>>>>

Issue #1952, opened 2017-01-08
Option to disable/ignore twitchnotify messages.


gapbl4:
It's quite spammy and ruins offline chat experience when events like GDQ are hosted with all their subs. 
Unfortunately its not possible to "/ignore twitchnotify" , I just get "There was a problem ignoring this user". Can't ignore with bttv blacklist either. 

![](http://i.imgur.com/IqQqCPo.png)

gapbl4:
There's an option in FrankerFaceZ, but it's not compatible with BetterTTV.

![](http://i.imgur.com/a8Wp2R5.png)

night:
You can add twitchnotify in the beta/v7 to your blacklist to filter it.

PR #2030, opened 2017-02-02
notifications are checked for blacklisted words

### LINKED ISSUE #2027: Expand blacklisted keywords for system messages
It would be great if it would be possible to use blacklisted keywords with things like hosts and subs.

Maybe that is already possible and i just did something wrong, but what i tried to accomplish is to blacklist a specific user trying to spam chat by hosting and unhosting.

Any help is appreciated.

Best regards
~ceriath

ceriathstudios:
This fixes #2027 and #1952 

Basically i just moved the blacklist check in front of the notification check, which returns immediately, which caused notifications to be never checked for blacklisted words.

I tested it with the keywords "hosting" and "subscribed" - both worked.
Also when i added a username as a normal term (without "()") his subs/hosts were not shown, others were.

Since its not a big deal i would really appreciate an approvement :)

### DIFF
--- a/src/js/chat/handlers.js
+++ b/src/js/chat/handlers.js
@@ -452,6 +452,13 @@ var privmsg = exports.privmsg = function(channel, data) {
 
     if (data.style && ['admin', 'action', 'notification', 'whisper'].indexOf(data.style) === -1) return;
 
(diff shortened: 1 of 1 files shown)


EhsanKia:
Looks good to me.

<<<<

▶ _PROBLEM TO WORK ON_
Set down every entry exactly as it appears.

▶ _RESULT OF THIS EXERCISE_
Issue #1952, opened 2017-01-08
Option to disable/ignore twitchnotify messages.


gapbl4:
It's quite spammy and ruins offline chat experience when events like GDQ are hosted with all their subs. 
Unfortunately its not possible to "/ignore twitchnotify" , I just get "There was a problem ignoring this user". Can't ignore with bttv blacklist either. 

![](http://i.imgur.com/IqQqCPo.png)

gapbl4:
There's an option in FrankerFaceZ, but it's not compatible with BetterTTV.

![](http://i.imgur.com/a8Wp2R5.png)

night:
You can add twitchnotify in the beta/v7 to your blacklist to filter it.

PR #2030, opened 2017-02-02
notifications are checked for blacklisted words

### LINKED ISSUE #2027: Expand blacklisted keywords for system messages
It would be great if it would be possible to use blacklisted keywords with things like hosts and subs.

Maybe that is already possible and i just did something wrong, but what i tried to accomplish is to blacklist a specific user trying to spam chat by hosting and unhosting.

Any help is appreciated.

Best regards
~ceriath

ceriathstudios:
This fixes #2027 and #1952 

Basically i just moved the blacklist check in front of the notification check, which returns immediately, which caused notifications to be never checked for blacklisted words.

I tested it with the keywords "hosting" and "subscribed" - both worked.
Also when i added a username as a normal term (without "()") his subs/hosts were not shown, others were.

Since its not a big deal i would really appreciate an approvement :)

### DIFF
--- a/src/js/chat/handlers.js
+++ b/src/js/chat/handlers.js
@@ -452,6 +452,13 @@ var privmsg = exports.privmsg = function(channel, data) {
 
     if (data.style && ['admin', 'action', 'notification', 'whisper'].indexOf(data.style) === -1) return;
 
(diff shortened: 1 of 1 files shown)


EhsanKia:
Looks good to me.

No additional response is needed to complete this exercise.